Saved entries
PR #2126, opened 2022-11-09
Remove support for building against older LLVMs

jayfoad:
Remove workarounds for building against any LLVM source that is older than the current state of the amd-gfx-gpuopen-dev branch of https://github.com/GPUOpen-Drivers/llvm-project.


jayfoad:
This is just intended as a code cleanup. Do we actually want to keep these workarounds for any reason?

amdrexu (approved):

--

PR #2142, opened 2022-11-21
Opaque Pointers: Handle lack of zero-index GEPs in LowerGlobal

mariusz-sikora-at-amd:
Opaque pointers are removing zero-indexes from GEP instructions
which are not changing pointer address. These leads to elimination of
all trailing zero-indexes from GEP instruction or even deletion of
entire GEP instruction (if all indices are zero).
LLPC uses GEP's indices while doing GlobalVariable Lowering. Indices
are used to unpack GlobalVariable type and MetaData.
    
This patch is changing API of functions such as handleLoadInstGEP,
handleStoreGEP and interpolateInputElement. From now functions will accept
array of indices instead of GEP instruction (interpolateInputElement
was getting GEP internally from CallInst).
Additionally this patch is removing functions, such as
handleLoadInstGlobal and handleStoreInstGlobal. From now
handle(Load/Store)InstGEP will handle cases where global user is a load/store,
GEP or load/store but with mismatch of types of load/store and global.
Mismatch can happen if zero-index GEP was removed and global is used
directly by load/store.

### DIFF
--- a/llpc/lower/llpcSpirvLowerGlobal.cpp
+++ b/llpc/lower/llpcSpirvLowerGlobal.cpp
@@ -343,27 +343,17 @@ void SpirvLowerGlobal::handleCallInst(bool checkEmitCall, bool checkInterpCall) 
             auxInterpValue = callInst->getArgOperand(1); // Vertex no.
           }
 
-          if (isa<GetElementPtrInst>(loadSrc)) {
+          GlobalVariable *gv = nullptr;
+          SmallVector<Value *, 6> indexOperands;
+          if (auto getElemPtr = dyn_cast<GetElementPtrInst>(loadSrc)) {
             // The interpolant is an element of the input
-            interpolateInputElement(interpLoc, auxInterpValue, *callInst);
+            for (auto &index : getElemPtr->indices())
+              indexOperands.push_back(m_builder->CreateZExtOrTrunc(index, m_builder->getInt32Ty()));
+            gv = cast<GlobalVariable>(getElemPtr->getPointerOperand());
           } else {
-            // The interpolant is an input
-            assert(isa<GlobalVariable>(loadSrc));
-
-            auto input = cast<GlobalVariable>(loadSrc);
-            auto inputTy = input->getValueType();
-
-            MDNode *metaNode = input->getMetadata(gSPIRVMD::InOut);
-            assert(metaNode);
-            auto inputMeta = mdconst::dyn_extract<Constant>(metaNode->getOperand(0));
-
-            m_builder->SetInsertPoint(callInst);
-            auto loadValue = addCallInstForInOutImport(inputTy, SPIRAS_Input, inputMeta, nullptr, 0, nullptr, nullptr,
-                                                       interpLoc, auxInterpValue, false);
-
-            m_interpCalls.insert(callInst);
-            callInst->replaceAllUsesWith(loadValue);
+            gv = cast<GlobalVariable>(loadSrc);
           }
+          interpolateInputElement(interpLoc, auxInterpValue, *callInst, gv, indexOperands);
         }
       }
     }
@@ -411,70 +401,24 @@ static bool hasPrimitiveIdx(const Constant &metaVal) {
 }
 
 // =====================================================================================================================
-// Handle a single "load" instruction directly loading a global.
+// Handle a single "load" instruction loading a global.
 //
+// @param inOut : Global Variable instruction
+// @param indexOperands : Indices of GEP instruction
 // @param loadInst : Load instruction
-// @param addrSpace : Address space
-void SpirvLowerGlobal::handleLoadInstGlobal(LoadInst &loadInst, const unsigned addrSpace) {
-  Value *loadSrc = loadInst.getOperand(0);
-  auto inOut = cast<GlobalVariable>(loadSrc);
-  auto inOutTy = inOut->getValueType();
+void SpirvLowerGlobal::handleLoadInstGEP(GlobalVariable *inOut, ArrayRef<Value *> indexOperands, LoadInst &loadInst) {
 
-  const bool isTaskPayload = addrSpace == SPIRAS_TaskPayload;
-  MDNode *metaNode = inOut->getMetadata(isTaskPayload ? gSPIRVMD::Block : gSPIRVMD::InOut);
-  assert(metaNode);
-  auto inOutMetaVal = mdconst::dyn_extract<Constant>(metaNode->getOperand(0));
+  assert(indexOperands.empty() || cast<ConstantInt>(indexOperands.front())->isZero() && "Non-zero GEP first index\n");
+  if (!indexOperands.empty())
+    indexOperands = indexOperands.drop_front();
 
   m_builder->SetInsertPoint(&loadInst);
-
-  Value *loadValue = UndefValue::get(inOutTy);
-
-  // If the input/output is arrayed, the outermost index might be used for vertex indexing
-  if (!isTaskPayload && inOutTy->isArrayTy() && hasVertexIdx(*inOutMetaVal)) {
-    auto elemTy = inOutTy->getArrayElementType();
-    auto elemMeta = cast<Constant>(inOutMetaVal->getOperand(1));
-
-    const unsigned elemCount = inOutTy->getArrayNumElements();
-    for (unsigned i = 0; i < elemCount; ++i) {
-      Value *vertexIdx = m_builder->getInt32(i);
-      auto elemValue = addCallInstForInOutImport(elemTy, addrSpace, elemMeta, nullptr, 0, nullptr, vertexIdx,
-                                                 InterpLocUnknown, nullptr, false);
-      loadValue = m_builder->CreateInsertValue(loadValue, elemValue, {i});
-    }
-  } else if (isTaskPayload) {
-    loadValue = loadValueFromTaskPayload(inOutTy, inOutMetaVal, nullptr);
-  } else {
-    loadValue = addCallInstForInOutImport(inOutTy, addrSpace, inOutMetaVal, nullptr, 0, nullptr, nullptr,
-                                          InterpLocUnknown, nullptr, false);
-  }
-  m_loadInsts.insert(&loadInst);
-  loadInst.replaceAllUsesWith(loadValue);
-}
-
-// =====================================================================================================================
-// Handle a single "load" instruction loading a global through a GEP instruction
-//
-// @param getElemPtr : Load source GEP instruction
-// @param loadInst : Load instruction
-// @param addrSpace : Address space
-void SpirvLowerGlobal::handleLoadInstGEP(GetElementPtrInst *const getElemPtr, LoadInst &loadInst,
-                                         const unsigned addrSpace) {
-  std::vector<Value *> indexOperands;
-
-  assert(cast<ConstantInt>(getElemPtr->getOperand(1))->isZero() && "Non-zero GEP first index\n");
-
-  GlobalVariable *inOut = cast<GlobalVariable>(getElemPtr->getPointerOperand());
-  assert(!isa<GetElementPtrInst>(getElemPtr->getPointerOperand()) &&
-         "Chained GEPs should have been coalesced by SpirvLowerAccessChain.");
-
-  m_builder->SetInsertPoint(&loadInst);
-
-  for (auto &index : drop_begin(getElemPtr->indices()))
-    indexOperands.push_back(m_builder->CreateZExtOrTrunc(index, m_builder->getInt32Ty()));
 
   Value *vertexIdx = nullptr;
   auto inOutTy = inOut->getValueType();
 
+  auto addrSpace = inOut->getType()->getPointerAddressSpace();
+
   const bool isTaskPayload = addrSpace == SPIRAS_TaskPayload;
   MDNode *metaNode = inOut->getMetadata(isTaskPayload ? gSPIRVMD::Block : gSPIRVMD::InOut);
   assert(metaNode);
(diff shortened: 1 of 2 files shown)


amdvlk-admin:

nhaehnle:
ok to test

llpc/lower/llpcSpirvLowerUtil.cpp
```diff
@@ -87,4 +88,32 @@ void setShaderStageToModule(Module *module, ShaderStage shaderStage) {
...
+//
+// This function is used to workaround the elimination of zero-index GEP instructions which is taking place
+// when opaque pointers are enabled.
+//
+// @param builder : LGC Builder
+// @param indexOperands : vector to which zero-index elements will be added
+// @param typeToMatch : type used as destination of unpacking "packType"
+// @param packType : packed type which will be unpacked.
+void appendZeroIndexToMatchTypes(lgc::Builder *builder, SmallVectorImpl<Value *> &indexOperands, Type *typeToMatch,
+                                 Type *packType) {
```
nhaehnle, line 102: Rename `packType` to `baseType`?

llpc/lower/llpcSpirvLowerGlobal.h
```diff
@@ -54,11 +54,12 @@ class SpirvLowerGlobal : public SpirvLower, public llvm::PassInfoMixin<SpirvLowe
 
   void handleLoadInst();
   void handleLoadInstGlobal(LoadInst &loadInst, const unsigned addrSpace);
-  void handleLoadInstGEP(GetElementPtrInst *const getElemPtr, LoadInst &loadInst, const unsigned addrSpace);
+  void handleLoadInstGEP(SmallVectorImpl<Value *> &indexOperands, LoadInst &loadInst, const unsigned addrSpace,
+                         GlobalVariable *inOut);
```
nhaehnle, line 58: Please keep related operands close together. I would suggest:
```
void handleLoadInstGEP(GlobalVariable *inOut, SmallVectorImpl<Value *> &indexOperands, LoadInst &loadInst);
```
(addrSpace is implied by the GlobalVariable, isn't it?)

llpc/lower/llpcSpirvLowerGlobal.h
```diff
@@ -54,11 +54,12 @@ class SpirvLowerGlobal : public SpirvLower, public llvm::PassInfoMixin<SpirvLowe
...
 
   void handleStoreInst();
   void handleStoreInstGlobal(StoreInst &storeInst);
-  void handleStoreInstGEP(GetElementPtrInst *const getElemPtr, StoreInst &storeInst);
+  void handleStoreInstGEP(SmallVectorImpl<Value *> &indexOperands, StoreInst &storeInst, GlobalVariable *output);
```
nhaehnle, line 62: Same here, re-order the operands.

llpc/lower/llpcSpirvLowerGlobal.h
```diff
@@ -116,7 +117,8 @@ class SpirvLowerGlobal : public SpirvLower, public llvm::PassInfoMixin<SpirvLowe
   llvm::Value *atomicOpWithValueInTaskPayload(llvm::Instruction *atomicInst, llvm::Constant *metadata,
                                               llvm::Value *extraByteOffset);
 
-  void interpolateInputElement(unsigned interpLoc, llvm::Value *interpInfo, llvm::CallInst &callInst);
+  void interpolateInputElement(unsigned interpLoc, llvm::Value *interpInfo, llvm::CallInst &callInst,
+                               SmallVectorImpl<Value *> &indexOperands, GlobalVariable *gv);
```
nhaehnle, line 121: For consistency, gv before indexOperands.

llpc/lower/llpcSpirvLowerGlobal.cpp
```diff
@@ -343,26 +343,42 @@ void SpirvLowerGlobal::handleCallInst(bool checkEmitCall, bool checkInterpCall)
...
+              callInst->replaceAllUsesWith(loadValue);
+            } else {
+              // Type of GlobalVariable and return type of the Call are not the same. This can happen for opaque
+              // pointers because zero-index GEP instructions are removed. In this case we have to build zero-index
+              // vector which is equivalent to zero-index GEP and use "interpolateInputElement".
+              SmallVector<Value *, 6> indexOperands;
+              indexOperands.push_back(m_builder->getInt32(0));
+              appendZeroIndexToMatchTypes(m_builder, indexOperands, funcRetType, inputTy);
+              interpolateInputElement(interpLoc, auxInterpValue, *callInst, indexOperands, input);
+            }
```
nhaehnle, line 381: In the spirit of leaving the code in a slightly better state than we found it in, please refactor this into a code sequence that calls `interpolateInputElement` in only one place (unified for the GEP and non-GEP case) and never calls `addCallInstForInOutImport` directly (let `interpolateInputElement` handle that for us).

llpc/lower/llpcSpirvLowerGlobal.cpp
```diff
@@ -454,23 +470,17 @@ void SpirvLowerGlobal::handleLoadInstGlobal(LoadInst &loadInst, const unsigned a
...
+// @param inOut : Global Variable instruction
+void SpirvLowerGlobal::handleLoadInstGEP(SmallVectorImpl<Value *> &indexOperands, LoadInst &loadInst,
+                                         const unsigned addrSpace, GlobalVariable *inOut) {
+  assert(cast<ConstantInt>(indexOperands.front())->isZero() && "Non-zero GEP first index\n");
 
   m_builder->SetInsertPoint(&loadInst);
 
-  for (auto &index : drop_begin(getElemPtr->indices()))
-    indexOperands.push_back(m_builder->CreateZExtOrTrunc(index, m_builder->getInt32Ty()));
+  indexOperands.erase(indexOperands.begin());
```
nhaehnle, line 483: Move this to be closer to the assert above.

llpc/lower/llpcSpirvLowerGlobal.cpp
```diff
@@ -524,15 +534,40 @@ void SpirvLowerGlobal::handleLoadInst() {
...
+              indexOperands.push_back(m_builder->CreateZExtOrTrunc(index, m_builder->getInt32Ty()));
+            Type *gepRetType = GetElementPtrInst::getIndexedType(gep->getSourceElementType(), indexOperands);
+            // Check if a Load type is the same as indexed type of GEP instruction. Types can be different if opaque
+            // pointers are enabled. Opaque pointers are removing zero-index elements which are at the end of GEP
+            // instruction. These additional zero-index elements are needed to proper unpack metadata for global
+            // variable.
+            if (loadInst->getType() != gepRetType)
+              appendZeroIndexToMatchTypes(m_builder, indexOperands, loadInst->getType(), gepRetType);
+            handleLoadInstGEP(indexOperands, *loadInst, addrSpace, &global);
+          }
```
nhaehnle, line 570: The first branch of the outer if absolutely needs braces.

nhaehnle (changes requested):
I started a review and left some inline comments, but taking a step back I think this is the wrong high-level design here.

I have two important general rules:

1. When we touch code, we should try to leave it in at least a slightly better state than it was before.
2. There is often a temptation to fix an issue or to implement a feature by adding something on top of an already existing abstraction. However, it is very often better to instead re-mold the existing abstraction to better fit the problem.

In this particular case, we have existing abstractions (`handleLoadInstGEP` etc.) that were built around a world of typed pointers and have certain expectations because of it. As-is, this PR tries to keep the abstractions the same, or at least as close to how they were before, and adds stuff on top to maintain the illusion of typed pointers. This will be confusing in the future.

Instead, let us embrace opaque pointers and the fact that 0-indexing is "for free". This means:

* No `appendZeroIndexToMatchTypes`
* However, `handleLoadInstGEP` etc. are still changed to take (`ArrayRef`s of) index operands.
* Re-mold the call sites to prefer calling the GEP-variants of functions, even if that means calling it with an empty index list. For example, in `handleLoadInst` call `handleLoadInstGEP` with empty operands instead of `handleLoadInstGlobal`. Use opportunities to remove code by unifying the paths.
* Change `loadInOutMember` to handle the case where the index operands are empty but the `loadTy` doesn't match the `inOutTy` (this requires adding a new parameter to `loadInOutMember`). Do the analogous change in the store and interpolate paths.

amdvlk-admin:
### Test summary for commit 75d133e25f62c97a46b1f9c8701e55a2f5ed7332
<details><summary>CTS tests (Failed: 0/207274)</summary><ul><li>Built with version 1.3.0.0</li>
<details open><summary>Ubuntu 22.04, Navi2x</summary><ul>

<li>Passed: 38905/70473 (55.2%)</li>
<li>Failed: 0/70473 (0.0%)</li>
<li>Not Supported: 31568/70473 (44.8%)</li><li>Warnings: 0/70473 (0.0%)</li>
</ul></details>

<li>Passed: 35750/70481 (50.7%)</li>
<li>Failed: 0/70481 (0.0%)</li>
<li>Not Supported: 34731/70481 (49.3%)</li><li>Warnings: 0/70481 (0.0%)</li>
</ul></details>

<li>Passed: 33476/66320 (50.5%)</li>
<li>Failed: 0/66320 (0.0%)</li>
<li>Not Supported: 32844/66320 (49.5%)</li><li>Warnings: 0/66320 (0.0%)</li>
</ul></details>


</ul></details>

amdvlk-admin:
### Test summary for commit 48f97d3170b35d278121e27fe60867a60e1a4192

About this task ▸ For each line of the entries that includes "GetElementPtrInst", show that line.

Answer space ▸
-          if (isa<GetElementPtrInst>(loadSrc)) {
+          if (auto getElemPtr = dyn_cast<GetElementPtrInst>(loadSrc)) {
-void SpirvLowerGlobal::handleLoadInstGEP(GetElementPtrInst *const getElemPtr, LoadInst &loadInst,
-  assert(!isa<GetElementPtrInst>(getElemPtr->getPointerOperand()) &&
-  void handleLoadInstGEP(GetElementPtrInst *const getElemPtr, LoadInst &loadInst, const unsigned addrSpace);
-  void handleStoreInstGEP(GetElementPtrInst *const getElemPtr, StoreInst &storeInst);
+            Type *gepRetType = GetElementPtrInst::getIndexedType(gep->getSourceElementType(), indexOperands);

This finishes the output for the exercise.